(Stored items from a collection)
-- Opening Marker --

PR #17, opened 2023-09-11
Replace large gif with 10x smaller videos

bcspragu:
This PR removes the gif, since even old browsers support MP4 (still 96kb = 1/5th the size), and it's easier having it all be video instead of half video half `img`

Also, this PR starts using [git lfs](https://git-lfs.com/), which we should be using for large/binary files


gbdubs (approved):
Ayyy thank you!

-- Closing Marker --

(Your assignment):
Once you have read the entries, write them all out again exactly.

(Exercise output):
PR #17, opened 2023-09-11
Replace large gif with 10x smaller videos

bcspragu:
This PR removes the gif, since even old browsers support MP4 (still 96kb = 1/5th the size), and it's easier having it all be video instead of half video half `img`

Also, this PR starts using [git lfs](https://git-lfs.com/), which we should be using for large/binary files


gbdubs (approved):
Ayyy thank you!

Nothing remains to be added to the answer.